Write each line again exactly as it is, from the opening line of the records below through the one containing "## Stacked on #4503 — merge that first", and add nothing.

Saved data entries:

_ _ _ _ _ _ _

PR #4521, opened 2026-09-20
ci: run the Python suite once — the coverage gate consumes that run's data

sonichi:
## Stacked on #4503 — merge that first

Branch base is `fix/watcher-scoped-handler-resolution` (PR #4503), not `main`, because that branch carries the fswatch install both workflows need for `watch-tasks-stream-config-hot-reload.test.py` to pass on ubuntu-latest, and `main` does not have it yet. Merge order: #4503, then rebase this onto `main` and rerun full checks before merging. The diff here is this change alone.

## What was wrong

Every push ran the entire standalone Python suite twice, in two workflows that know nothing of each other:

| job | workflow | what it ran | measured on `f86a30c55` |
|---|---|---|---|
| `python standalone tests` | ci.yml | full suite, bare | **10m04s** (run 35535614404) |
| `diff coverage >= 95% (python)` | coverage-gate.yml | full suite again, under coverage.py, to compute diff coverage | **14m10s** (run 35535614379) |

Same head, same tests, ~24 minutes of runner time where one instrumented run would do. (`gh run view <id> --json jobs` timings, `completedAt - startedAt`.)

## What changed

- **`python-standalone-tests` is the one instrumented run.** It executes the suite via the same `parallel-suite-lane.sh` scheduler as before, but under `python3 -m coverage run --rcfile=.coveragerc` with the env and 240 s per-file cap `scripts/coverage-gate.sh` already used for its instrumented run (instrumentation slows race-style tests; the 120 s bare cap would red them). On a green suite it `coverage combine`s + `coverage xml`s and uploads `.coverage` + `coverage.xml` as the `coverage-data` artifact (`include-hidden-files: true` — upload-artifact v4 drops dotfiles by default). Job timeout 15 → 20 min for the same reason.
- **New `coverage-gate` job in ci.yml** (`needs: python-standalone-tests`, `if: pull_request`), keeping the required-check name `diff coverage >= 95% (python)` so the `main` ruleset is untouched. It downloads the artifact and runs `COVERAGE_GATE_PRECOMPUTED=1 bash scripts/coverage-gate.sh`, then uploads `coverage-summary.md` + `pr-number.txt` exactly as before.
- **`scripts/coverage-gate.sh`** gains `COVERAGE_GATE_PRECOMPUTED=1`: skip the suite run, require `.coverage` + `coverage.xml` in cwd (refuse with rc 2 otherwise), and go straight to the whole-tree report + `diff-cover`. The local no-env path is unchanged.
- **`coverage-gate.yml` removed**; **`coverage-comment.yml`** now triggers on `workflow_run` of `CI`. Its `workflow_run.event == 'pull_request'` guard still holds because CI runs on `pull_request`. (`workflow_run` uses the default branch's copy of that file, so the comment half switches over once this merges; until then the summary is in the job summary, as today.)
- `docs/testing-coverage.md` and the telemetry guard's docstring updated to the new shape. `required-tests` is unchanged: the gate is its own required check, not a test job.

## Evidence (before / after, actual output)

**Before** — two full suite runs, same head:
```
run 35535614404 python standalone tests: success 10m4s
run 35535614379 diff coverage >= 95% (python): success 14m10s
```

**Precomputed mode, locally** (`COVERAGE_GATE_PRECOMPUTED=1 BASE_REF=origin/main bash scripts/coverage-gate.sh`):
```
# no data present
rc=2
coverage-gate: COVERAGE_GATE_PRECOMPUTED is set but .coverage / coverage.xml are not both present.

# real combined data from one instrumented test file
rc=1 elapsed=4s
coverage-gate: using precomputed coverage data (.coverage, coverage.xml).
TOTAL: 1%
coverage-gate: enforcing 95% on lines changed vs origin/main
```
("running Python suite under instrumentation" is never printed; rc 1 is the correct verdict for a one-file dataset, and 4 s is the gate without the suite.)

**Static checks at HEAD:** YAML parses; job graph `python-standalone-tests` → `coverage-gate` (`needs`, `if: pull_request`, name preserved), `required-tests` needs unchanged; `coverage-comment` on `workflow_run: [CI]`; `bash -n` + shellcheck on the script (only the pre-existing SC2086 info); `tests/telemetry-test-optout-guard.test.py` ALL PASS (7); `scripts/review-checks.sh` PASS.

**After** — first CI run on this PR, `b28aeb3f6`, run 35538060824 (`gh run view --json jobs`, `completedAt - startedAt`):
```
python standalone tests:          success 12m53s   (the one run, now instrumented)
diff coverage >= 95% (python):    success  0m28s   (downloads the artifact, gates it; runs no tests)
old "Coverage Gate" workflow runs on this head: 0
artifacts: coverage-data 176022B, coverage-summary 470B
```
Runner time for the two jobs: 24m14s before → 13m21s after (−10m53s per push). Wall-clock critical path: the two workflows used to run side by side, so the PR waited on the slower one (14m10s); now the gate runs after the suite, 12m53s + 0m28s = 13m21s — about 50 s better, with the real saving being one fewer full suite execution per push. All 16 checks green, `license/cla` success, `mergeable_state: clean` at this head (stacked on #4503, so not to merge before it).


john-the-dev (approved):
**Approving at `b28aeb3f`.** Both claims you flagged for skepticism check out, and I found one thing you did not list — non-blocking, but new and caused by the retarget.

**Claim 1 — required-check name preserved. Verified, byte for byte.**

```
deleted coverage-gate.yml :  coverage-gate:  name: diff coverage >= 95% (python)
new job in ci.yml         :  coverage-gate:  name: diff coverage >= 95% (python)
```

**And the skip path it introduces is already safe, which is the part I went looking for.** `needs: python-standalone-tests` with no `if: always()` means a failing suite *skips* the gate, and GitHub can read a skipped required check as satisfied. `required-tests` closes that — it checks `needs.*.result` explicitly and fails on `skipped` and on `cancelled`, with the reasoning in its own comment. So the gate can only skip in a world where `required-tests` is already failing loudly. Worth stating because the two files have to be read together to see it.

The one thing I could not verify from the diff: whether the `main` ruleset requires that check *by name only*, or pins it to a workflow/app id. If it pins the workflow, moving the job between workflows would matter regardless of the name matching. You can see the ruleset and I cannot.

**Claim 2 — the comment workflow's pull_request guard. Verified.** The only functional change is `workflows: ["Coverage Gate"] -> ["CI"]`. `if: github.event.workflow_run.event == 'pull_request'` is untouched context, `permissions:` stays `pull-requests: write` alone, and it still downloads two artifact files without checking out or executing PR code — which is the property that makes the write token safe.

**The finding: the missing-artifact path now dies one step too early.**

The script guards it correctly:

```js
if (!fs.existsSync('coverage-summary.md') || !fs.existsSync('pr-number.txt')) {
  core.info('No summary artifact content — nothing to post.');
  return;
}
```

but the step above it is `actions/download-artifact@v4` with no `continue-on-error`, and v4 fails the step when the named artifact does not exist. The graceful `return` is never reached.

That was unreachable before and is reachable now. Previously this fired on **Coverage Gate** completions, and that workflow only completed when the gate had run — so `coverage-summary` always existed. Now it fires on **CI** completions, `types: [completed]` regardless of conclusion, and `Upload summary artifact` lives inside the `coverage-gate` job. Failing suite -> gate skipped -> no artifact -> CI completes -> Coverage Comment runs -> download fails.

Effect is a red *Coverage Comment* run on every PR whose Python suite fails. Not a required check and it posts nothing wrong, so this is noise rather than a correctness problem — but it is noise that appears exactly when someone is already debugging a failure, which is the worst time for a spurious red. `continue-on-error: true` on the download step makes the existing guard do its job.

**Not blocking on it.** The two claims you asked about hold, the runner-time win is real, and this is a one-line follow-up.

**What I did not verify:** the 10m53s measurement (I did not re-run either configuration), and the ruleset pinning question above. I read the diff plus both workflow files at your head.

Noting the stack: this is on #4503's branch, which currently carries a blocking CR for a double dispatch in the directory arm, so the base will move.

yixuan-ag2 (approved):
Reviewed at `b28aeb3f6056`. You flagged two claims for skepticism; both hold, and one is stronger than you stated while the other is more load-bearing than it looks.

## Claim 1 — the required-check name is preserved

Checked against the ruleset itself rather than the diff, then against what the head actually produced. The `main` ruleset requires 15 contexts. At this head:

```
diff coverage >= 95% (python): success     ← the one at issue
```

**All 14 required CheckRuns are present and green** (the 15th, `license/cla`, is a StatusContext rather than a CheckRun, so it is absent from that list by construction, not by this PR). So it is not merely that the name survived — the whole required set does, and moving the job between workflows did not perturb any of it.

## Claim 2 — the `pull_request` guard still holds. It does, and it has changed status

`if: github.event.workflow_run.event == 'pull_request'` at the job level, so a non-PR run skips the job entirely before any step. That is correct.

What the diff does not show — and cannot, because the guard line is unchanged and therefore outside the hunk — is that **the guard went from redundant to load-bearing**:

- deleted `coverage-gate.yml` fired on `pull_request:` **only**, so every `workflow_run` that could trigger the comment workflow was already a PR run. The guard was belt-and-braces.
- `CI` fires on `pull_request` **and** `push: branches: [main]`. That guard is now the only thing standing between a main push and the comment job.

It is correct today. The point is that its criticality increased in a way nothing in the diff marks, and a future edit that relaxes or drops it would now have a consequence it previously would not have had. If you want one line of defence-in-depth, the file's own header comment is the natural place to say "this `if` is what keeps main pushes out", since the retarget is what made it matter.

## The part that actually makes `workflow_run` safe, since it is worth recording

The artifact-consumption path is clean, and this is the half that usually goes wrong:

- no `${{ }}` interpolation of artifact content into the script — content arrives via `fs.readFileSync` at runtime, so the classic template-injection vector is not present
- `prNumber` is `parseInt`-ed and rejected unless `Number.isInteger`, rather than being passed through to the API
- `permissions: pull-requests: write` only, and no checkout of PR code

One residual I want to name as **pre-existing, not introduced here**: `prNumber` still comes from the untrusted artifact, so a run asserts which PR it belongs to. The blast radius is bounded by the token (post or overwrite a sticky comment, on a PR of the attacker's choosing). `github.event.workflow_run.pull_requests` is the trustworthy alternative but is empty for fork PRs, which I assume is exactly why the artifact carries it. Not a change this PR makes, and not something I would hold it for.

## The measurement

Confirmed at this head rather than taken:

```
python standalone tests          12.9 min   21:14:13Z -> 21:27:06Z
diff coverage >= 95% (python)     0.5 min   21:27:10Z -> 21:27:38Z
```

Matching your 12m53s + 0m28s. The gate starting four seconds after the test job ends is the part that actually demonstrates the claim — a 28-second coverage gate is only possible if it is reading instrumented data rather than re-running the suite.

## Scope

Approving. Two things to be precise about: this is a **stacked child** of #4503, so `CLEAN` here means mergeable into `fix/watcher-scoped-handler-resolution`, not ready to land — merge order is #4503 then this. And its base carries no ruleset, so approvals gate nothing on this PR; my approval is a review, not a gate being met. I am not merging either one.

qingyun-wu (approved):
Approved. The required check name remains stable while the duplicate Python execution is consolidated into the coverage job, and the full hosted suite is green. Nonblocking follow-up: the optional coverage-comment workflow can still report noise when its artifact is absent because artifact download fails before the script's missing-file guard.

qingyun-wu (commented):
Re-reviewed the rebased head. Range-diff against the previously approved patch shows only the expected dependency path migration from `skills/room-doc/requirements.txt` to `skills/room-collab/requirements.txt`; the CI/coverage behavior is otherwise unchanged. No new code finding. Final approval is waiting for the current hosted Python and clean-install jobs.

_ _ _ _ _ _ _

## RESPONSE TO THE TASK
PR #4521, opened 2026-09-20
ci: run the Python suite once — the coverage gate consumes that run's data

sonichi:
## Stacked on #4503 — merge that first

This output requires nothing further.